Carbon isotope fractionation during diamond growth in depleted peridotite: Counterintuitive insights from modelling water-maximum CHO fluids as multi-component systems

摘要

Because of the inability of depleted cratonic peridotites to effectively buffer oxygen fugacities when infiltrated by CHO or carbonatitic fluids, it has been proposed recently (Luth and Stachel, 2014) that diamond formation in peridotites typicallY does not occur by rock-buffered redox reactions as previously thought but by an oxygen-conserving reaction in which minor coexisting CH4 and CO2 components in a water-rich fluid react to form diamond (CO2 + CH4 = 2C + 2H(2)O). In such fluid-buffered systems, carbon isotope fractionation during diamond precipitation occurs in the presence of two dominant fluid carbon species.
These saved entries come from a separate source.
PR #420, opened 2020-05-17
RustConnection: Be nonblocking when needed

### LINKED ISSUE #417: Make RustConnection generic again

psychon:
This fixes #417 and #408. The underlying reader is made nonblocking when we need it to be. This allows to check if any new events came in without blocking in `read()`.

### DIFF
--- a/src/rust_connection/fd_read_write.rs
+++ b/src/rust_connection/fd_read_write.rs
@@ -83,16 +83,16 @@ pub trait WriteFD {
 ///
 /// Any attempts to write file descriptors will fail. Bytes are forwarded to the underlying writer.
 #[derive(Debug)]
-pub struct WriteFDWrapper<W: Write + std::fmt::Debug>(W);
+pub struct WriteFDWrapper<W: Write>(W);
 
-impl<W: Write + std::fmt::Debug> WriteFDWrapper<W> {
+impl<W: Write> WriteFDWrapper<W> {
     /// Create a new `WriteFDWrapper` for the given writer.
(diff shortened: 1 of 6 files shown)


src/rust_connection/fd_read_write.rs
```diff
@@ -268,43 +283,69 @@ pub trait ReadFD {
...
+impl<R: ReadFD + Debug> Debug for BufReadFD<R> {
+    fn fmt(&self, f: &mut Formatter<'_>) -> FmtResult {
+        f.debug_struct("BufReadFD")
+            .field("inner", &self.inner)
+            .field("buf", &self.buf)
+            .field("start", &self.start)
+            .field("end", &self.end)
+            .finish()
+    }
+}
```
eduardosm, line 346: Why not `derive`?

psychon: How can I derive this? I thought that that derive fails if some member does not implement `Debug` (but cannot check right now, will do later)

psychon: Oh, you are right. I did not know that `#[derive(Debug)]` works like this.

psychon: I did some history rewriting and got rid of this part of the change. Thanks for teaching me some Rust. :-)

PR #164, opened 2022-03-17
Notification center

theRealRizeo:
Adds a notification center on the bottom right of the screen. The notifications on this area are meant to be read by the admin or actioned by the admin.
image

Other notifications such as "Form Field updated" are shown as toast notifications at the bottom center of the screen and disappear after 2.5 seconds.
toast-notifications

Upgrade notifications for the Lite version remain at the top. The notification to install required BD pages has been omitted from the notification center as it would work differently on non-bd pages and bd pages. We can look for a better way to do it in the new interface, perhaps a modal on BD pages?

image

image


stephywells (changes requested):
Thanks for the updates! I'm still not seeing messages for a few things:
- When I update a listing from the back end
- Delete a listing claim (this should be done in a way that doesn't require add-ons tp be updated. I don't think we need to manually mark it in every spot. The default needs to be smarter. If it's dismissible, it should be in the notification center. If it's not dismissible, it can be snackbar. These defaults can be overridden, but that would be the exception rather than the rule)

stephywells:
Oh, and I forgot to mention... We can start on the walkthrough in a new branch. Maybe you can look through these designs and write up the pitch?
https://www.figma.com/file/hey3bHjXZhJpGGt277mHbg/Business_directory?node-id=666%3A17092

The pitch should break the tasks down into 1-2 week deliverables. Here's the pitch template to duplicate:
https://drive.google.com/drive/folders/1SOFAPBmAEAnHYFgbr-ja-qj8WIr4Wc8s?ths=true

The technical section should be very detailed, and spell out exactly how you plan to do it, and what you plan on doing. Getting the pitch just right should save a lot of time during development.

theRealRizeo:
@stephywells I have made corrections to the listing edit page.
Regarding the claim listings, it seems this is not working and will have to be looked into in the addon level. I tried with the master branch of core and did not get any notification from claim listings

theRealRizeo:
Notifications have been updated and I have added extra classes to notifications that should be in the notification area.
The JS has been simplified to check `dismissible` notices and add them in the correct place

garretlaxton:
Looks good, but a few questions.

Should the notifications appear on the settings page? 

And if I dismiss a notification and refresh the page the notifications appear again. Is that expected? I feel that could get annoying for users. A timer might be a good idea after a notification is dismissed before showing again.

stephywells:
@garretlaxton the notifications should appear on the same pages as they did before. We need to make sure the notifications show up when we expect them too.

The dismissible notices should be gone once they are dismissed. If you are seeing some that come right back, maybe you can mention specific examples?

theRealRizeo:
I agree, some dismissed notifications should return as some are setting notifications on things that need to be configured

theRealRizeo:
I agree, some dismissed notifications should return as some are setting notifications on things that need to be configured

theRealRizeo:
I agree, some dismissed notifications should return as some are setting notifications on things that need to be configured

garretlaxton:
Gotcha, one separate notification I can't dismiss is when I delete a listing. You can see this by moving a listing to trash or permanently deleting it.
Screenshot 2022-03-18 at 06-52-26 Directory ‹ test site — WordPress

stephywells:
Looks like Paul added fix for that. Are you finding any other issues @garretlaxton ?

garretlaxton:
Don't see anything else related to the changed here. 

One separate issue I found is when you create a listing in the back-end, leave everything blank and click Publish. A notification shows saying Post published which isn't true. This false notification now overlaps the real notification in the new UI.
Screenshot 2022-03-18 at 20-44-12 Edit Listing “Auto Draft” ‹ test site — WordPress

theRealRizeo:
The `Post Published` is from WordPress when it saves as Draft. I will check the overlapping issue

garretlaxton:
@theRealRizeo Since that is coming from WordPress, is there a way to disable the publish button until something has been input like WordPress does with posts?
Screenshot 2022-03-21 at 14-56-33 Add New Post ‹ BD QA — WordPress

Because as of now it says Post Published, but it actually isn't, and nor is it saved as a draft. I can create a separate ticket for this as it's not really related here, but just wanted to mention it since it was interfering with other notifications.

theRealRizeo:
@garretlaxton It should be possible with some custom JS t disable until the Title and some listing field data are added

stephywells:
@garretlaxton yeah, that is a little weird. Would you mind creating a new issue for this? We'd handle that separately since this part is just about the message placement and style rather than the text.

Does this look better to you now when there are multiple notifications? The problem wasn't about where the message was coming from, but we just didn't account for there being more than one in that area.

garretlaxton:
Looks better, notifications now stack. But the width seems to always be 100%.
Screenshot 2022-03-22 at 04-56-43 Edit Listing “Auto Draft” ‹ 0xB9 Sec — WordPress

Removing
```
.wpbdp-snackbar {
    width: 100%;
}
```
and
```
#wpbdp-snackbar-notices {
    text-align: center;
}
```
Seems to make it fit better. It could probably use some padding for the dismiss notification. 
Screenshot 2022-03-22 at 05-08-57 Edit Listing “Auto Draft” ‹ 0xB9 Sec — WordPress

Not sure if there's a better way to go about it, but that's what I found!

stephywells:
@garretlaxton would you mind clearing your cache and trying that once more? It looks like the css cleared but not the js.

garretlaxton:
@stephywells Unfortunately, I still see the same after clearing cache and viewing in incognito.

PR #182, opened 2022-04-27
Use the h1 from the theme

stephywells:
This issues seems to come up a lot. Now instead of janky hacks to clear out the post title, we'll let the theme show the post title.

This will need more testing and comparison in different WP and BD themes.

Fixes https://github.com/Strategy11/BusinessDirectoryPlugin/issues/5062

@garretlaxton I could use some help testing this one. We need to keep this from looking really bad on any sites.


garretlaxton (approved):
From what I see, h1 tags will use the current WP theme style. I tested this with about 10 different themes from the popular tab, also a few common themes I see people using with BD.

Our BD themes only change h2 tags so they look fine as well.

PR #196, opened 2022-05-31
Fixes authentication error

stephywells:
Before: Adding &listing_id=27 to the new listing creation page when logged out can allow editing.

After:
This adds more checks before pulling a listing when not in edit mode.

This also fixes https://github.com/Strategy11/BusinessDirectoryPlugin/issues/4923

@garretlaxton 
This could use more testing to:
- make sure listings can be submitted when there are multiple pages, when logged in as admin, logged in as subscriber, or logged out
- make sure nothing is reset when going back and forth between pages in the new listing form. This is loading with ajax now, so it's important that it fetches the correct entry each time.
- Test this on the sandbox site with page caching when logged out https://sandbox.formidableforms.com/salman2/wp-admin/edit.php?post_type=wpbdp_listing (I'll get this beta version uploaded now)


stephywells:
@garretlaxton Will you have some time to test this today so we can release it tomorrow?

garretlaxton:
Sorry, I didn't see your comment about this till today. This fix looks good, I don't have access to Salman's sandbox to test there I will need permission. However, something similar I see is our `wpbdp-listing-submit-image-upload` action doesn't have a permission check either.

**Example:** You can upload an image to your listing and it creates a POST request `http://localhost/wp-admin/admin-ajax.php?action=wpbdp-listing-submit-image-upload&listing_id=249&_wpnonce=1f2b99d766`. If you change the `&listing_id=249` to another existing listing ID you can add an image to that listing. The POST request also includes a `images_count` parameter which you can set to `0` and bypass the image upload limit set in the fee plan therefore uploading as many images as you want. Not sure if that's something you want to include here or in a separate PR, but I can log it if needed.

stephywells:
@garretlaxton Thanks for testing. You have access now to that site.

Would you mind adding that as a new issue, and remove the details here? I don't really want this public since it isn't fixed yet.

garretlaxton (approved):
Oops, forgot this was a public repo... The QA site looks good when logged out, I also tried including a listing ID.

stephywells:
@garretlaxton I'm not seeing the other issue you spotted logged. Did you create that issue?

PR #200, opened 2022-06-07
Fix category title for most themes

stephywells:
This fix doesn't work for block themes, but solves the problem for others

Fixes https://github.com/Strategy11/BusinessDirectoryPlugin/issues/5084


garretlaxton:
@stephywells Is there any solution for this with block themes since you mentioned this doesn't fix those? Someone with Astra theme is seeing this.

PR #205, opened 2022-06-21
Follow page redirects on the submit listing form

stephywells:
This fixes https://github.com/Strategy11/BusinessDirectoryPlugin/issues/5088

This affects a couple spots that should all be tested:
- redirecting to the login page when login is required before submitting a listing
- clicking the "clear form" link in the submit listing form
- redirecting to checkout when there is a pending payment for the listing


garretlaxton:
Required login option looks good now. I do notice when going to the submit listing page as a logged-out user there is a slow load time before the page loads. It goes to the blank page, then loads the correct page. This happens regardless of the required login option being enabled or disabled.

The cleared form button works as normal still, but this restarts the whole process from the first page (category selection). Would it be better if this just cleared the form and didn't restart? Or maybe change the text to `Restart Listing` since that's what it does. Just an idea.

Pending payments redirected great to the selected gateway. I also tested with renewals.

PR #210, opened 2022-07-05
Fix the fatal error on the manual upgrade page

stephywells:
This fixes the error mentioned here:
https://wordpress.org/support/topic/critical-error-after-updating-3/

This can be seen by installing a 4.x version and then update to current.


garretlaxton (approved):
This looks great! I don't see the error anymore when doing the manual upgrade. 

Please check my commit also, the button after the upgrade completed was pointing to `admin.php?page=wpbdp_admin` which we don't use anymore. I changed it to our main directory page.

PR #221, opened 2022-07-19
Fix category header for block themes

stephywells:
Fixes https://github.com/Strategy11/BusinessDirectoryPlugin/issues/5094
This prevents the title and image showing at the top of the category page in some themes like Astra and 2022


garretlaxton (approved):
This one looks good! I don't see any issues with this.

PR #229, opened 2022-07-27
More flexible currency options

stephywells:
- Get the currency options in less settings
- If currency isn't included, add a "Custom" option to set a new one
- also fixes https://github.com/Strategy11/BusinessDirectoryPlugin/issues/5122

**Before:**
Screen Shot 2022-07-27 at 4 54 59 PM

**After:**
Conditional custom option:
Screen Shot 2022-07-27 at 4 54 20 PM

More simple option that sets currencies better:
Screen Shot 2022-07-27 at 4 54 44 PM


garretlaxton:
Few questions and issues..

1. Should both Currency Code fields be visible when a currency is selected? It seems like the 2nd field should only show if `Custom` is selected.
Screenshot 2022-07-28 at 00-56-09 Settings ‹ BD Demo — WordPress

2. Kinda like 1, when a currency is selected the symbol and symbol display don't seem do anything. Maybe hide these options unless a custom currency is selected?
Screenshot 2022-07-28 at 01-03-31 Settings ‹ BD Demo — WordPress
Screenshot 2022-07-28 at 01-05-52 Plans ‹ BD Demo — WordPress


3. My fees aren't showing the price when I go to create a listing.
Screenshot 2022-07-28 at 00-59-14 Add Listing – Just another WordPress site
Screenshot 2022-07-28 at 01-01-53 Plans ‹ BD Demo — WordPress

stephywells:
Wow. Thanks for catching that!

This is fixed now. Let me know if you see anything else.

garretlaxton (approved):
This looks great now! I checked everywhere I could think of that we display a price and they all format properly.

I also made a successful payment with a custom currency.
Screenshot 2022-07-28 at 22-39-36 BD QA Just another WordPress site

Carbon isotope modelling of diamond precipitation from mixed CH4- and CO2-bearing fluids reveals unexpected fundamental differences relative to diamond crystallization from a single carbon fluid species: (1) irrespective of which carbon fluid species (CH4 or CO2) is dominant in the initial fluid, diamond formation is invariably associated with progressive minor (<1 parts per thousand) enrichment of diamond in C-13 as crystallization proceeds. This is in contrast to diamond precipitation by rock-buffered redox processes from a fluid containing only a single carbon species, which can result in either progressive C-13 enrichment (CO2 or carbonate fluids) or C-13 depletion (CH4 fluids) in the diamond. (2) Fluid speciation is the key factor controlling diamond delta C-13 values; as X-CO2 (X-CO2 = CO2/[CO2 + CH4]) in the initial fluid increases from 0.1 to 0.9 (corresponding to an increase in fO(2) of 0.8 log units), the carbon isotope composition of the first-precipitated diamond decreases by 3.7 parts per thousand. The tight mode in delta C-13 of -5 +/- 1%o for diamonds worldwide places strict constraints on the dominant range of X-CO2 in water-rich fluids responsible for diamond formation. Specifically, precipitation of diamonds with delta C-13 values in the range -4 to -6%o from mantle-derived fluids with an average delta C-13 value of -5 parts per thousand (derived from evidence not related to diamonds) requires that diamond-forming fluids were relatively reduced and had methane as the dominant carbon species (X-CO2 = 0.1-0.5).